Brief – Repeat the entire listing exactly.

◆ ◆ ◆ ◆

PR #256, opened 2017-07-27
eula acceptence moved to add-on procuct client

schubi2:
It is possible to put add-on products on the same medium as the base product. In that case the EULA acceptance and adding process of the add-on-product will be made in a very early installation stage (before AutoYaST has been initialized). Now in case of an AutoYaST installation this will be done later in the general add-on YaST module which is configured by the AutoYaST configuration file. So the customer has to add it  in order to handle the EULA acceptance.:
`
  <add-on>

    <add_on_products config:type="list">

      <listentry>

       <media_url><![CDATA[cd:///oes]]></media_url>

       <product>Open_Enterprise_Server</product>

       <alias>oes</alias>

       <product_dir>/</product_dir>

       <confirm_license config:type="boolean">false</confirm_license>

      </listentry>

    </add_on_products>

  </add-on>
`

### DIFF
--- a/package/yast2-packager.changes
+++ b/package/yast2-packager.changes
@@ -1,7 +1,7 @@
 -------------------------------------------------------------------
 Thu Jul 27 11:12:01 CEST 2017 - schubi@suse.de
 
-- AutoYaST: Configuring EULA acception of add-on products has
+- AutoYaST: Configuring EULA acceptance of add-on products has
   not worked if the add-on product is on the medium of the base
   product too. (bnc#1032523).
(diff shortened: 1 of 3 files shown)


package/yast2-packager.changes
```diff
@@ -1,4 +1,14 @@
 -------------------------------------------------------------------
+Thu Jul 27 11:12:01 CEST 2017 - schubi@suse.de
+
+- AutoYaST: Configuring EULA acception of add-on products has
```
imobachgs: acception -> acceptance ?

◆ ◆ ◆ ◆

Expected answer –
PR #256, opened 2017-07-27
eula acceptence moved to add-on procuct client

schubi2:
It is possible to put add-on products on the same medium as the base product. In that case the EULA acceptance and adding process of the add-on-product will be made in a very early installation stage (before AutoYaST has been initialized). Now in case of an AutoYaST installation this will be done later in the general add-on YaST module which is configured by the AutoYaST configuration file. So the customer has to add it  in order to handle the EULA acceptance.:
`
  <add-on>

    <add_on_products config:type="list">

      <listentry>

       <media_url><![CDATA[cd:///oes]]></media_url>

       <product>Open_Enterprise_Server</product>

       <alias>oes</alias>

       <product_dir>/</product_dir>

       <confirm_license config:type="boolean">false</confirm_license>

      </listentry>

    </add_on_products>

  </add-on>
`

### DIFF
--- a/package/yast2-packager.changes
+++ b/package/yast2-packager.changes
@@ -1,7 +1,7 @@
 -------------------------------------------------------------------
 Thu Jul 27 11:12:01 CEST 2017 - schubi@suse.de
 
-- AutoYaST: Configuring EULA acception of add-on products has
+- AutoYaST: Configuring EULA acceptance of add-on products has
   not worked if the add-on product is on the medium of the base
   product too. (bnc#1032523).
(diff shortened: 1 of 3 files shown)


package/yast2-packager.changes
```diff
@@ -1,4 +1,14 @@
 -------------------------------------------------------------------
+Thu Jul 27 11:12:01 CEST 2017 - schubi@suse.de
+
+- AutoYaST: Configuring EULA acception of add-on products has
```
imobachgs: acception -> acceptance ?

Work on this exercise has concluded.